Prisão de Cunha não deve interferir no andamento da PEC 241, diz Meirelles

Bruno Bocchini e Daniel Mello - Repórteres da Agência Brasil

O ministro da Fazenda, Henrique MeirellesFabio Rodrigues Pozzebom/Agência Brasil

O ministro da Fazenda, Henrique Meirelles, disse hoje (21) que a prisão do ex-presidente da Câmara dos Deputados, e deputado cassado, Eduardo Cunha (PMDB), não deverá afetar a tramitação no Congresso Nacional da Proposta de Emenda Constitucional (PEC) 241, que limita os gastos públicos.

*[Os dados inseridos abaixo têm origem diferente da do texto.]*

PR #135, opened 2026-04-23
TFD kernels: resolve divergence investigation TODOs with ncu findings

evasnow1992:
Replace two "maybe profile this later" TODOs on the TFD GPU kernels with the concrete ncu measurements that closed each question.
- dihedralKernel's findMolecule binary search: ncu reports branch efficiency >=99.95%. Consecutive work items are molecule-contiguous, so the binary search does not cause meaningful warp divergence. A lookup-table replacement is not needed.
- tfdMatrixKernel's torsion-type switch: ncu reports branch efficiency >=99.93%. All threads in a block iterate the torsion list in lockstep, so the Single/Ring/Symmetric branch produces no SIMT divergence. A host-side torsion sort by type is not needed.

### DIFF
--- a/src/tfd/tfd_kernels.cu
+++ b/src/tfd/tfd_kernels.cu
@@ -42,9 +42,6 @@ __device__ __forceinline__ int findMolecule(const int* starts, int numMolecules,
 //! One thread per (conformer, quartet) work item.
 //! Uses binary search on dihedralWorkStarts to find the molecule,
 //! then computes (confIdx, quartetIdx, outIdx) arithmetically.
-//! TODO: The binary search may cause warp divergence for large molecule counts.
-//! Consider precomputing a flat workItem→moleculeIdx lookup table if ncu profiling
-//! shows this is a bottleneck.
 __global__ void dihedralKernel(const int totalWorkItems,
                                const float* __restrict__ positions,
                                const int* __restrict__ confPositionStarts,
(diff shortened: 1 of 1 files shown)


src/tfd/tfd_kernels.cu
```diff
@@ -42,9 +42,9 @@ __device__ __forceinline__ int findMolecule(const int* starts, int numMolecules,
 //! One thread per (conformer, quartet) work item.
 //! Uses binary search on dihedralWorkStarts to find the molecule,
 //! then computes (confIdx, quartetIdx, outIdx) arithmetically.
-//! TODO: The binary search may cause warp divergence for large molecule counts.
-//! Consider precomputing a flat workItem→moleculeIdx lookup table if ncu profiling
-//! shows this is a bottleneck.
+//! ncu-investigated (benchmark_smiles.csv, 50 conformers, 2026-04-23): branch
+//! efficiency >=99.95%. Consecutive work items are molecule-contiguous, so the
```
scal444: I'd rather not have historical comments like this, "no change needed" is an LLM response to a question, not a comment about the current state of the code.

scal444: I've got a rule in cursor about the models not writing this sort of comment, but they do it anyway sometimes

evasnow1992: Will simply remove the old TODO comments

scal444 (approved):

PR #468, opened 2017-01-12
Clean C API

sirop:
Cleaned C API to be compiled with gcc.  

Functions ( signatures) changed:  
OPENRAVE_C_API void ORCInitialize(bool bLoadAllPlugins=true, int level=Level_Info) -->
OPENRAVE_C_API void ORCInitialize(int bLoadAllPlugins, int level)

OPENRAVE_C_API bool ORCBodyInitFromTrimesh(void* body, void* trimesh, bool visible) -->
OPENRAVE_C_API int ORCBodyInitFromTrimesh(void* body, void* trimesh, int visible)

OPENRAVE_C_API bool ORCEnvironmentLoad(void* env, const char* filename) -->
OPENRAVE_C_API int ORCEnvironmentLoad(void* env, const char* filename)

OPENRAVE_C_API bool ORCEnvironmentSetViewer(void* env, const char* viewername) -->
OPENRAVE_C_API int ORCEnvironmentSetViewer(void* env, const char* viewername)   

The main  motivation for this cleanup was the desire to use OpenRAVE API within real time components upon https://github.com/machinekit/machinekit . 
The first tests look promising:  
calculating Angular Jacobian for a 5 DOF robot takes less than 15 microseconds,  inversion of a 3x3 jacobian matrix takes less than 35 microseconds in the worst case. Tests were run on Intel(R) Celeron(R) CPU  N2930  @ 1.83GHz  with the develop branch of OpenBLAS.  

*.cpp and *.c files have been uncrustify'ed.

### DIFF
--- a/include/openrave_c/openrave_c.h
+++ b/include/openrave_c/openrave_c.h
@@ -65,7 +65,7 @@ enum DebugLevel {
 OPENRAVE_C_API void ORCSetDebugLevel(int level);
 
 /// \brief Calls \ref RaveInitialize
-OPENRAVE_C_API void ORCInitialize(bool bLoadAllPlugins=true, int level=Level_Info);
+OPENRAVE_C_API void ORCInitialize(int bLoadAllPlugins, int level);
 
 /// \brief Calls \ref RaveDestroy
 OPENRAVE_C_API void ORCDestroy();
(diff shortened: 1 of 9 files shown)


rdiankov:
thanks! looks good

PR #472, opened 2017-02-21
Add input checks to _ComputeConvexHull and redirect QHull error messages to OpenRAVE log

woodychow:
Without the checks, the code will crash

### DIFF
--- a/plugins/grasper/graspermodule.cpp
+++ b/plugins/grasper/graspermodule.cpp
@@ -1612,6 +1612,16 @@ protected:
         boost::mutex::scoped_lock lock(s_QhullMutex);
         vconvexplanes.resize(0);
 #ifdef QHULL_FOUND
+        if ( vpoints.empty() ) {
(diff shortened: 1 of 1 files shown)


woodychow:
The following input checks are added

nan
points.size() > 0
dim >= 2

Also, QHull error messages are now redirected to the log.

rdiankov:
thanks!
can we remove the nan check? probably system won't segfault if it is nan anyway...

woodychow:
Done

rdiankov:
thanks!
by the way, if you are going to output errfile, you should probably clear it everytime before you make the qhull call or you'll be displaying old results (same goes for outfile if you do output it)

woodychow:
I was assuming that if exit code == 0, nothing will be written to errfile. That is probably true but I will change the code.

rdiankov:
awesome!

woodychow:
thanks!

PR #476, opened 2017-03-14
minor bugfix and speed ups

kanbouchou:
- minor fix of typological logic
- use empty for list's emptiness check
- stop converting string to char* (which then get converted to string again)


rdiankov:
thanks, but next time have a merge request to production.

kanbouchou:
ok, will send to production next time

PR #477, opened 2017-03-27
minor fixes

kanbouchou:
fixed issues reported by clang-tidy

- delete string comparison whose result was unused 
- delete an always-true check


rdiankov:
thanks

PR #480, opened 2017-04-05
Optimize PadMesh function

woodychow:
Code is 7~8x faster on my computer.

### DIFF
--- a/python/databases/convexdecomposition.py
+++ b/python/databases/convexdecomposition.py
@@ -69,7 +69,7 @@ __license__ = 'Apache License, Version 2.0'
 if not __openravepy_build_doc__:
     from numpy import *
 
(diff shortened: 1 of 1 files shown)


rdiankov:
cool, a minor suggestion:

- perhaps you can cache vertices[indices[:,INDEX]] and newvertices[newindices[:, INDEX]] so you don't look it up several times.

thanks

woodychow:
I am not sure if that would help. From what I understand, those are just views of the original matrix. I don't believe creating the view will take much time at all. Let me do some experiments.

woodychow:
Caching the view helps a tiny bit; perhaps the number of vertices is too small in my experiment. Anyhow, let's cache the views.

rdiankov:
looks good, thanks!

PR #481, opened 2017-04-07
Optimize PyTriMesh constructor and GetTriMesh function

woodychow:
by eliminating python calls / using memcpy


rdiankov:
awesome~

PR #482, opened 2017-04-07
Add merge duplicated vertices to PadMesh

woodychow:
PadMesh could break down when there were duplicated vertices in the vertices array. Each triangle would translate by padding * normal but no triangles were connected to each other


rdiankov:
yay~

PR #485, opened 2017-04-17
Take care of degenerate triangles in PadMesh

woodychow:
by setting the normals of all degenerate triangles to 0 (they would be nan otherwise).


rdiankov:
ok for now~~~

PR #489, opened 2017-05-16
Stop using numpy.tile in TransformPoints and TransformInversePoints

woodychow:
as they are inefficient


woodychow:
Also, this will work properly if one point is given as an 1D array. Before, these functions would return a 3x3 matrix.

rdiankov:
thanks

PR #496, opened 2017-06-19
Set window title in gui thread.

ziyan:
Kevin reported that sometimes window title does not change, causing his code to fail to find the correct window.


rdiankov:
thanks

PR #499, opened 2017-06-26
Update KinBody::Joint::GetTorqueLimits to use GetMaxTorque if available and _vmaxtorque is not set

cielavenir:
Currently I cannot use robot.GetDOFTorqueLimits() (all returned values are zero). `[e.GetMaxTorque() for e in robot.GetJoints()]` is a workaround, but it is not intuitive.

### DIFF
--- a/src/libopenrave/kinbodyjoint.cpp
+++ b/src/libopenrave/kinbodyjoint.cpp
@@ -877,7 +877,12 @@ void KinBody::Joint::GetTorqueLimits(std::vector<dReal>& vmax, bool bAppend) con
         vmax.resize(0);
     }
     for(int i = 0; i < GetDOF(); ++i) {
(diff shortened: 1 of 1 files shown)


rdiankov:
if you are going to change GetTorqueLimits, then you also need to update SetTorqueLimits

cielavenir:
Yes... One of the ideas can be `if( _info._vmaxtorque[i] == 0 && _info._infoElectricMotor ) {`

cielavenir:
(Committing this anyway)

cielavenir:
At the time I wrote this, I didn't know that nominal torque and max torque are different. Current design let us care how to plot the torque limits. Let me close this after a while.

cielavenir:
Closing this until I get serious issue in testing trajectory.

PR #570, opened 2018-04-06
Fix memory leak in Python converter

woodychow:
For some reason PyObject* returned by PyNumber_Int and so won't get deleted even when Py_DECREF is called.

https://stackoverflow.com/questions/26595350/extracting-unsigned-char-from-array-of-numpy-uint8


rdiankov:
yay!

PR #571, opened 2018-04-06
PyObjects* returned by PyErr_Fetch have to be decref'd

woodychow:
From the official documentation:
Retrieve the error indicator into three variables whose addresses are passed. If the error indicator is not set, set all three variables to NULL. If it is set, it will be cleared and you own a reference to each object retrieved. The value and traceback object may be NULL even when the type object is not.


rdiankov:
thanks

Meirelles disse acreditar que o andamento da emenda não está sujeitO a questões momentâneas ou políticas.

"Eu não acredito que a PEC esteja sendo influenciada por fatores políticos ou outros fatores momentâneos. Eu acredito que a PEC está sendo aprovada, até o momento, já foi no primeiro turno na Câmara [dos Deputados], exatamente por uma consciência do Congresso [Nacional], que reflete uma consciência cada vez maior da população, de que a emenda constitucional de controle de gastos é necessário para o país", disse, em entrevista coletiva após ministrar palestra a empresários na capital paulista.

O deputado cassado Eduardo Cunha foi preso na última quarta-feira (19), em Brasília, no âmbito da Operação Lava Jato. A prisão foi decretada na ação penal em que o deputado cassado é acusado de receber R$ 5 milhões, que foram depositados em contas não declaradas na Suíça. O valor seria oriundo de vantagens indevidas, obtidas com a compra de um campo de petróleo pela Petrobras em Benin, na África.

Orçamento de 2017

O ministro da Fazenda informou ainda que o Orçamento de 2017 proposto pelo governo já está dentro dos critérios do limite de gastos previsto pela PEC. De acordo com ele, parlamentares poderão apresentar emendas no Orçamento, mas caso pretendam aumentar alguma despesa, terão também de fazer cortes.

"É essa, na minha opinião, uma das grandes vantagens da emenda constitucional que estabelece um limite ao crescimento ao gasto público no Brasil. Nós vamos ter, pela primeira vez, uma discussão orçamentária, onde nós vamos ter de discutir prioridades", disse.

"Acho que o parlamento vai ser muito valorizado, porque vai passar não só a lutar para ter mais despesa, mas principalmente por decidir quais são as prioridades, e isso já está sendo claro no Orçamento de 2017", acrescentou.